That probably scared them a bit.

------
neonate
[https://archive.is/KMpHm](https://archive.is/KMpHm)

------
Fr8TRN
I strongly disagree that Zuckerberg is the mastermind behind taking out
TikTok. A lot of this discussion was explicitly Chinese propaganda a few years
ago egging on past presidents to ban a few foreign companies.

In my opinion Trump is driving this particular issue not at the behest of
Zuckerberg. I dont think Trump sees eye to eye with other american social
media companies. I think Trump just sees sensitive data about americans in
foreign hands.

This EO action lacks complexity and is a somewhat, extremely messy way to do
things. Trump's response does not react with the reality of the industry and
that is all of our data is being scooped by everyone and banning a single
company will do nothing.
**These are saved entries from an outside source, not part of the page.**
PR #3735, opened 2023-10-13
feat(Flow): add empty state support

plagoa:


packages/lab/src/components/Flow/DroppableFlow.tsx
```diff
@@ -39,6 +39,8 @@ export interface HvDroppableFlowProps<
   nodes?: Node<NodeData, NodeType>[];
   /** Flow edges. */
   edges?: Edge[];
+  /** Flow empty state. */
+  emptyState?: React.ReactNode;
```
MEsteves22, line 43: We no longer need the `emptyState` prop in the droppable flow (and all the related code added).

packages/lab/src/components/Flow/Empty/Empty.tsx
```diff
@@ -0,0 +1,37 @@
+import { css } from "@emotion/css";
+import {
+  HvEmptyState,
+  HvEmptyStateProps,
+} from "@hitachivantara/uikit-react-core";
+import { Fail } from "@hitachivantara/uikit-react-icons";
+import { theme } from "@hitachivantara/uikit-styles";
+import { useStore } from "reactflow";
+
+export interface HvFlowEmptyProps {
```
MEsteves22, line 10: I think we should extend `HvEmptyState` to enable the customisation of the empty state component without any limitations (icon, classes, etc):

```
export interface HvFlowEmptyProps extends HvEmptyStateProps { }
```

and then we can do something like:

```
import { useClasses } from "./Empty.styles";

export const HvFlowEmpty = ({ className, ...others }: HvFlowEmptyProps) => {
   const { classes, css } = useClasses();
   
   const nodes = useStore((state) => state.getNodes());
   
   return (
     !nodes ||
     (nodes.length === 0 ? (
       <HvEmptyState 
            className={cx(classes.root, className)}
            {...others} 
       />
     ) : null)
   );
 };
```

```
// Empty.styles.tsx

export const { staticClasses, useClasses } = createClasses("HvFlowEmpty", {
  root: {
     width: "100%",
     height: "100%",
     alignItems: "center",
     justifyContent: "center",
     backgroundColor: theme.colors.backgroundColor,
     position: "absolute",
  },
});

``` 

I'm also using the `css` util from `useClasses` to use our emotion cache.

plagoa: Yep, that's a good idea, thanks.

plagoa:
@MEsteves22 updated the PR and the documentation.

MEsteves22 (commented):
Looks good 🙏 

We just need to remove the `emptyState` prop from the `HvDroppapleFlow` since we no longer need it.

plagoa:
> LGTM 🙏
> 
> We just need to remove the `emptyState` prop from the `HvDroppapleFlow` since we no longer need it.

Done!

MEsteves22 (approved):

zettca (approved):
Looking great 👌

PR #3741, opened 2023-10-17
build: change build and compilerOptions target to es2021 

HQFOX:
This pr changes our build target to `ES6` witch I think is the best [fit](https://caniuse.com/?search=es6) to our advertised in our [docs](https://lumada-design.github.io/uikit/master/?path=/docs/overview-project-status--docs). 
Changing this target did not polyfill the code and many ECMAScript recent features would be left as is. To fix this I added babel to polyfill the results of the rollup. This babel addon  only runs the last stable version of `corejs` wich is `3`. This meant `ES2023` and `ES2022` features like `Object.hasOwn()` wouldn't be polyfilled. For this reason I changed the `tsconfig` `lib` to `ES2021` so that the typescript compiler would show an error when using most recent features. 

These changes result in a much higher build time from about 1 minute to about 5 in my machine.

### DIFF
--- a/.config/vite.config.js
+++ b/.config/vite.config.js
@@ -3,6 +3,7 @@ import { defineConfig } from "vite";
 import react from "@vitejs/plugin-react";
 import dts from "vite-plugin-dts";
 import tsconfigPaths from "vite-tsconfig-paths";
+import { getBabelOutputPlugin } from "@rollup/plugin-babel";
 
 const pkg = require(path.resolve(process.cwd(), "package.json"));
 
@@ -26,6 +27,7 @@ export default defineConfig({
     tsconfigPaths({ loose: true }),
   ],
   build: {
+    target: "ES6",
     minify: false,
     emptyOutDir: true,
     lib: {
@@ -33,6 +35,19 @@ export default defineConfig({
       entry: path.resolve(process.cwd(), "src/index.ts"),
     },
     rollupOptions: {
+      plugins: [
+        getBabelOutputPlugin({
+          plugins: [
+            [
+              "@babel/plugin-transform-runtime",
+              {
+                usebuiltIns: "usage",
+                corejs: 3,
+              },
+            ],
+          ],
+        }),
+      ],
       output: [
         {
           format: "esm",
--- a/.config/vite.config.js
+++ b/.config/vite.config.js
@@ -3,7 +3,6 @@ import { defineConfig } from "vite";
 import react from "@vitejs/plugin-react";
 import dts from "vite-plugin-dts";
 import tsconfigPaths from "vite-tsconfig-paths";
-import { getBabelOutputPlugin } from "@rollup/plugin-babel";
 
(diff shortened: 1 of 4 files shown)


.config/vite.config.js
```diff
@@ -26,13 +27,27 @@ export default defineConfig({
     tsconfigPaths({ loose: true }),
   ],
   build: {
+    target: "ES6",
```
zettca, line 30: Why `ES6`? It's pretty old (2015). We'll be getting unnecessary polyfills (larger, less efficient bundles)

Our supported browsers seem to support at least [ES2020](https://caniuse.com/sr_es11) and [ES2021](https://caniuse.com/sr_es12) (didn't exhaustively search), so it should be safe to use `ES2021` here.

And if that's the case, then there's nothing to polyfill; because we're disallowing newer features statically with TS's `lib` `ES2021`

MEsteves22: I think we should keep `ES2017` if `ES2018` is not possible because of a browser version we say we support. Changing the browsers we support seems like something that should only happen on a major release.  

I also looked at the build time and it's around 2-3 min now in my machine.

zettca: I think we need to be pragmatic here.

The problems that arose were due to usage of "bleeding-edge" (ES2022) features, not old ones. We're already not polyfilling to these older (ES2017/ES2018) versions and we haven't had issues regarding this.

By polyfilling everything back to ES2017/ES2018 we're generating extra code that:
- Takes longer to build
- Makes our bundles larger (longer downloads, loading times, etc.)
- Runtime isn't as efficient/optimised (nothing better than native, right?)

And what do we stand to gain for this? Compatibility with uncommon language features (eg. [lookbehind](https://caniuse.com/js-regexp-lookbehind)) that we don't use and probably never will? I don't think the trade-off make sense

zettca: > I also looked at the build time and it's around 2-3 min now in my machine.

Build times aren't all that relevant, compared to the generated user code. I looked at the `ES6` transpiled code for the `HvButton`, and it almost doubled - with unnecessary polyfills, as browsers already supported it

MEsteves22: Okay, let's change it if you guys agree 👍 I don't have a strong opinion about this. I just wasn't sure about the browser compatibility change but, like you said, we are already not polyfilling to these versions.

package-lock.json
```diff
@@ -2512,6 +2512,35 @@
         "@babel/core": "^7.0.0-0"
       }
     },
+    "node_modules/@babel/plugin-transform-runtime": {
```
MEsteves22, line 2515: We just need to clean up the `package-lock` since we no longer need these changes.

MEsteves22 (approved):

MEsteves22:
Can we change the title of the PR since we are no longer transpiling to ES2017?

zettca (approved):
👌

PR #3742, opened 2023-10-17
chore: add aria-label to header menu items

loonatic:
As of [PR](https://github.com/lumada-design/hv-uikit-react/pull/3184), menu items are duplicated due to styling issues but the duplicated ones are hidden from screen readers and do not appear in the accessibility tree. However, playwright+chrome is detecting both causing the locator to have the name also duplicated (like `getByRole("link", { name: "menu_name menu_name"})`.

This PR adds the aria-label attribute to the header navigation menu items so that we can find it without having to duplicate the name on the locator.


nantunes (approved):

packages/core/src/components/Header/Navigation/MenuItem/MenuItem.tsx
```diff
@@ -146,6 +146,7 @@ export const HvHeaderMenuItem = (props: HvHeaderMenuItemProps) => {
           target={itemTarget}
           {...itemProps}
           aria-current={isCurrent}
+          aria-label={item.label}
```
zettca, line 149: This label is already "visible" in the children, so this seems redundant 🤔

Looking at either Chrome DevTools or https://testing-playground.com using `getByRole("link", {name})` the label doesn't seem to be duplicated. Maybe this is a bug in Playwright...

Can we add a unit test validating this works as expected? And a small inline comment explaining why this is needed, so that it's not removed for its _apparent_ redundancy?

loonatic: Added the comment to provide more context. 
As for the unit test, I'm not entirely sure what it should test with the adding of the aria attribute. Any recommendation?

zettca: A `getByRole("link", { name: "menu_name"})` like you mentioned would be more than enough 👌

loonatic: Done 👍

zettca (approved):

PR #3744, opened 2023-10-17
feat(Flow): data added to flow node metadata

MEsteves22:
In this PR, the `data` prop was added to the `HvFlowNode` metadata. This prop is then used to set the initial node `data` when the node is added to the flow.


zettca (approved):
👍

plagoa (approved):

PR #3747, opened 2023-10-18
fix: reduce specifity on baseline styles

plagoa:


zettca (approved):
We should have a test for this

MEsteves22 (approved):

PR #3750, opened 2023-10-18
feat(Section): add Section component

plagoa:


packages/lab/src/components/Section/Section.stories.tsx
```diff
@@ -0,0 +1,197 @@
...
+        { id: "2", title: "Section 2", content: "Section 2 content." },
+        { id: "3", title: "Section 3", content: "Section 3 content." },
+        { id: "4", title: "Section 4", content: "Section 4 content." },
+        { id: "5", title: "Section 5", content: "Section 5 content." },
+        { id: "6", title: "Section 6", content: "Section 6 content." },
+      ],
+      []
+    );
+
+    useEffect(() => {
```
MEsteves22, line 151: Nothing major but I think we should remove this since since it's doing unnecessary work in the sample.

packages/lab/src/components/Section/Section.test.tsx
```diff
@@ -0,0 +1,114 @@
+import { fireEvent, render } from "@testing-library/react";
+import { describe, expect, it, vi } from "vitest";
+import { HvSection } from "./Section";
+
+describe("StepNavigation", () => {
```
MEsteves22, line 5: Wrong component name here. It should be "Section".

packages/lab/src/components/Section/Section.tsx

Hypothetically if he wanted to promote a culture
change there needs to be more pointed discussion on this issue.

Additionally if Trump really really wanted to shove some regulation down data
miners/brokers throats he would ban the sale of data (like ccpa but with
actual teeth), and obliterate S.J.Res.34. GDPR is a farce and is like a cop
making everything illegal but selectively enforcing the law.

This discussion on HN is somewhat helpful but few comments here are including
the necessary complexity of this case.

------
shoulderfake
This is horseshit. The last thing fb wants is for nations to start banning
each others technology companies. Tik tok being banned in India and USA could
start a domino effect that see's fb being kicked out of many countries that
follow.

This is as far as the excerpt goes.